Leaving some early comments (partway through metafile.py)

deltacat/tests/storage/model/test_metafile_io.py

deltacat/storage/model/metafile.py

deltacat/catalog/main/impl.py

mcember · 2025-01-24T21:02:49Z

deltacat/catalog/main/impl.py

+
+# table functions
+def write_to_table(
+    data: Union[LocalTable, LocalDataset, DistributedDataset],


We're going to have to reconcile dataset.py and some functions here. I'm wondering if it makes sense to spin out a separate catalog impl just for table [version?]. Worth taking a look at methods in rivulet dataset.py at methods like from_parquet, export, add_schema, and thinking where they fit in to deltacat

We could always propose a separate catalog interface just to see what it looks like. Today, in DeltaCAT 1.X, only the storage interface is used extensively, so we're pretty free to evolve or propose a new catalog interface in 2.0.
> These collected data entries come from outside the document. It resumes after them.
PR #749, opened 2020-11-01
CHANGELOG.md: add 0.11.0

Anton-Latukha:
@expipiplus1 

If it looks horrible - it is because it is being a Helloween present.

You are free to proactively modify the PR in any form you like. Edit it directly in this PR, add fixes on top or force push your commit, or copy it, or open your version.

The main thing in the text I attached to is the form of it, and that can be reasoned about also.

The result is here: https://github.com/haskell-nix/hnix/blob/2020-11-01-preparing-v0.11.0-release/CHANGELOG.md

### DIFF
--- a/CHANGELOG.md
+++ b/CHANGELOG.md
@@ -1,10 +1,22 @@
 
 # Changelog
 
+
+## [(diff)](https://github.com/haskell-nix/hnix/compare/0.10.1...0.11.0#files_bucket) 0.11.0 (2020-11-02)
+
+* Breaking:
+  * [(link)](https://github.com/haskell-nix/hnix/pull/740) Deleted incorrect `instance Generic1 NKeyName` from `module Nix.Expr.Types`.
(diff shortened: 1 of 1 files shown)


expipiplus1:
Very detailed! LGTM

expipiplus1:
I would suggest adding a '## WIP' section to the changelog to track changes as they happen, to prevent having to remember everything that happened between versions.

Anton-Latukha:
True.

a) Making people write into a changelog is the best information pass through, but it is additional enforcing discipline on volunteers. And in the end, something would sleep through the cracks and maintainers would need to form a changelog.

b) In the way how readme TOC currently autogenerates. It is possible to populate WIP changelog using merged commit names and docs, and CI also can collectet the links to the PRs. That also would require before release that automatic changelog manually gets cleaned and refactored - but that is a way easier, when it is already populated with relevant info. And that autogeneration would require/encourage people to put info into commits and request that from them more - that is a better practice since it is not mandatory while encourages everyone, when explanations of PR name and commit name is not enough, to put explanations into commit message, which also would give way better history/blame/debug exp. This is a long-term idea - automation of changelog is more complex than TOC generation, but there is some relevant CI actions already provided and I have a part of the solution (merge abstractions) in the implementation of two-pass git bisect.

mcember · 2025-01-24T21:05:14Z

deltacat/catalog/main/impl.py

+
+def read_table(
+    table: str, namespace: Optional[str] = None, *args, **kwargs
+) -> DistributedDataset:


How does the user signal if they want to read as a ray dataset or daft dataframe?

We should compare this with the rivulet dataset scan and think about how to integrate that into this interface

This is just an old/out-of-date interface. The dataset type they want to read the table as needs to be exposed as an explicit argument here.

mcember · 2025-01-24T21:07:35Z

deltacat/catalog/main/impl.py

+    raise NotImplementedError("read_table not implemented")
+
+
+def alter_table(


Can you explain how table versions and streams are layered in here? My understanding was that a user can explicitly manage multiple versions of a table, and that within a table version they can explicitly manage multiple different streams (representing "variants" of the same data).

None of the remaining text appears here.